GOAL OF THE EXERCISE: Beginning with the first entry, set down each one exactly as shown.

[Stored items from a collection]
PR #504, opened 2022-10-20
[shippingservice] add resource data

julianocosta89:
Fixes #.

## Changes

Shipping Service has no resource data.
I've used the Resource Detectors in order to add some data to it.
Unfortunately `telemetry.sdk` data is not part of it.

Sending the PR to maybe get some insights from the everyone.


julianocosta89:
This is what I have at the moment:
Screenshot from 2022-10-20 22-20-11

@TommyCpp and @GaryPWhite any ideas how can I add `telemetry.sdk*` to the spans?

I've played with the ones documented here, but no luck:
https://docs.rs/opentelemetry_sdk/0.18.0/opentelemetry_sdk/resource/trait.ResourceDetector.html#tymethod.detect

julianocosta89:
Also asked for some insights in the [otel-rust slack channel](https://cloud-native.slack.com/archives/C03GDP0H023/p1666355320238369).

TommyCpp:
https://github.com/open-telemetry/opentelemetry-rust/pull/899 should do the trick

TommyCpp:
I need to double-check and see if we can release a minor version to include this change but feel free to copy-paste the code in the PR I linked above (or I can do it as a follow-up PR if that's preferable)

austinlparker:
Did the upstream change ever go in? Could we update deps in lieu of this PR?

julianocosta89:
@austinlparker updated.
@TommyCpp 's change cannot be added here because we would need a new release from the OTel Rust, which we don't have.
I don't like the approach of hardcoding the telemetry data here, so I think we could merge this one, and whenever there is a new release from the Rust side, we just update it with the `TelemetryResourceDetector` configuration.

austinlparker (approved):

puckpuck (approved):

RESULT FOR THIS EXERCISE:
PR #504, opened 2022-10-20
[shippingservice] add resource data

julianocosta89:
Fixes #.

## Changes

Shipping Service has no resource data.
I've used the Resource Detectors in order to add some data to it.
Unfortunately `telemetry.sdk` data is not part of it.

Sending the PR to maybe get some insights from the everyone.


julianocosta89:
This is what I have at the moment:
Screenshot from 2022-10-20 22-20-11

@TommyCpp and @GaryPWhite any ideas how can I add `telemetry.sdk*` to the spans?

I've played with the ones documented here, but no luck:
https://docs.rs/opentelemetry_sdk/0.18.0/opentelemetry_sdk/resource/trait.ResourceDetector.html#tymethod.detect

julianocosta89:
Also asked for some insights in the [otel-rust slack channel](https://cloud-native.slack.com/archives/C03GDP0H023/p1666355320238369).

TommyCpp:
https://github.com/open-telemetry/opentelemetry-rust/pull/899 should do the trick

TommyCpp:
I need to double-check and see if we can release a minor version to include this change but feel free to copy-paste the code in the PR I linked above (or I can do it as a follow-up PR if that's preferable)

austinlparker:
Did the upstream change ever go in? Could we update deps in lieu of this PR?

julianocosta89:
@austinlparker updated.
@TommyCpp 's change cannot be added here because we would need a new release from the OTel Rust, which we don't have.
I don't like the approach of hardcoding the telemetry data here, so I think we could merge this one, and whenever there is a new release from the Rust side, we just update it with the `TelemetryResourceDetector` configuration.

austinlparker (approved):

puckpuck (approved):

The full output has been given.